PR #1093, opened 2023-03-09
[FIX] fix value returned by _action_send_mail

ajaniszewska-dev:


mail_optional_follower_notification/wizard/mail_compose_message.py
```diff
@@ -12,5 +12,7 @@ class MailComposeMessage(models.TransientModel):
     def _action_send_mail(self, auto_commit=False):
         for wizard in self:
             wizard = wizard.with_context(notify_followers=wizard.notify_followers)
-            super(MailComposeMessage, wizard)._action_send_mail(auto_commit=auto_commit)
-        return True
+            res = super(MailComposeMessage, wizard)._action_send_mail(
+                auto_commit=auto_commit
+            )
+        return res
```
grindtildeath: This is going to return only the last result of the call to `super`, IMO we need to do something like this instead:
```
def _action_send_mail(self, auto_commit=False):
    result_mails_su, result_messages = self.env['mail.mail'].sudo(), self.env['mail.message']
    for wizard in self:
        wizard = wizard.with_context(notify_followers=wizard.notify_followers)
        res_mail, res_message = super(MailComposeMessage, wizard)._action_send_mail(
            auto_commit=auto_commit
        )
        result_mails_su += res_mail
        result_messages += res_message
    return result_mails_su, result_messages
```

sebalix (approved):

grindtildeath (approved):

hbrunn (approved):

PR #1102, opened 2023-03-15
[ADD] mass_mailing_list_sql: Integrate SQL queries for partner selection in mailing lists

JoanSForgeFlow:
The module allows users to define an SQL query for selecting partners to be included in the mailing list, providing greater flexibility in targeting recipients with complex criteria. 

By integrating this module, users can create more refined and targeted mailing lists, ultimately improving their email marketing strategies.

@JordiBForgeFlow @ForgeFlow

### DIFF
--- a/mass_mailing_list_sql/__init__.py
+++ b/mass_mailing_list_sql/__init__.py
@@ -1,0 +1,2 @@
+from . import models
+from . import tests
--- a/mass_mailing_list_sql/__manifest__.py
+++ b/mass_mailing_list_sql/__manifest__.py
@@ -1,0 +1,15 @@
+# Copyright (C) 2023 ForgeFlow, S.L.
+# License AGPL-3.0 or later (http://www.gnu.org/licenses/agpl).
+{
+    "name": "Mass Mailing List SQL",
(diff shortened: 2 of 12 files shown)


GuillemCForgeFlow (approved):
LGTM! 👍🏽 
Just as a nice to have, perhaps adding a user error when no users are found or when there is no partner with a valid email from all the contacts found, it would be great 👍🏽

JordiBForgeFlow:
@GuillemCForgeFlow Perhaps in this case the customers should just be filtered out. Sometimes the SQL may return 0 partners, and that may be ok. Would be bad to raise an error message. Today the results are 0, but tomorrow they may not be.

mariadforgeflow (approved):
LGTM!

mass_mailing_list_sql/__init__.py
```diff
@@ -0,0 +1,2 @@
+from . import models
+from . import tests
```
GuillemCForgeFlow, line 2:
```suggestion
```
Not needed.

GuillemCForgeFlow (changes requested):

------------------------

What to do: Please write the data above out again, exactly the same.

Exercise result:
PR #1093, opened 2023-03-09
[FIX] fix value returned by _action_send_mail

ajaniszewska-dev:


mail_optional_follower_notification/wizard/mail_compose_message.py
```diff
@@ -12,5 +12,7 @@ class MailComposeMessage(models.TransientModel):
     def _action_send_mail(self, auto_commit=False):
         for wizard in self:
             wizard = wizard.with_context(notify_followers=wizard.notify_followers)
-            super(MailComposeMessage, wizard)._action_send_mail(auto_commit=auto_commit)
-        return True
+            res = super(MailComposeMessage, wizard)._action_send_mail(
+                auto_commit=auto_commit
+            )
+        return res
```
grindtildeath: This is going to return only the last result of the call to `super`, IMO we need to do something like this instead:
```
def _action_send_mail(self, auto_commit=False):
    result_mails_su, result_messages = self.env['mail.mail'].sudo(), self.env['mail.message']
    for wizard in self:
        wizard = wizard.with_context(notify_followers=wizard.notify_followers)
        res_mail, res_message = super(MailComposeMessage, wizard)._action_send_mail(
            auto_commit=auto_commit
        )
        result_mails_su += res_mail
        result_messages += res_message
    return result_mails_su, result_messages
```

sebalix (approved):

grindtildeath (approved):

hbrunn (approved):

PR #1102, opened 2023-03-15
[ADD] mass_mailing_list_sql: Integrate SQL queries for partner selection in mailing lists

JoanSForgeFlow:
The module allows users to define an SQL query for selecting partners to be included in the mailing list, providing greater flexibility in targeting recipients with complex criteria. 

By integrating this module, users can create more refined and targeted mailing lists, ultimately improving their email marketing strategies.

@JordiBForgeFlow @ForgeFlow

### DIFF
--- a/mass_mailing_list_sql/__init__.py
+++ b/mass_mailing_list_sql/__init__.py
@@ -1,0 +1,2 @@
+from . import models
+from . import tests
--- a/mass_mailing_list_sql/__manifest__.py
+++ b/mass_mailing_list_sql/__manifest__.py
@@ -1,0 +1,15 @@
+# Copyright (C) 2023 ForgeFlow, S.L.
+# License AGPL-3.0 or later (http://www.gnu.org/licenses/agpl).
+{
+    "name": "Mass Mailing List SQL",
(diff shortened: 2 of 12 files shown)


GuillemCForgeFlow (approved):
LGTM! 👍🏽 
Just as a nice to have, perhaps adding a user error when no users are found or when there is no partner with a valid email from all the contacts found, it would be great 👍🏽

JordiBForgeFlow:
@GuillemCForgeFlow Perhaps in this case the customers should just be filtered out. Sometimes the SQL may return 0 partners, and that may be ok. Would be bad to raise an error message. Today the results are 0, but tomorrow they may not be.

mariadforgeflow (approved):
LGTM!

mass_mailing_list_sql/__init__.py
```diff
@@ -0,0 +1,2 @@
+from . import models
+from . import tests
```
GuillemCForgeFlow, line 2:
```suggestion
```
Not needed.

GuillemCForgeFlow (changes requested):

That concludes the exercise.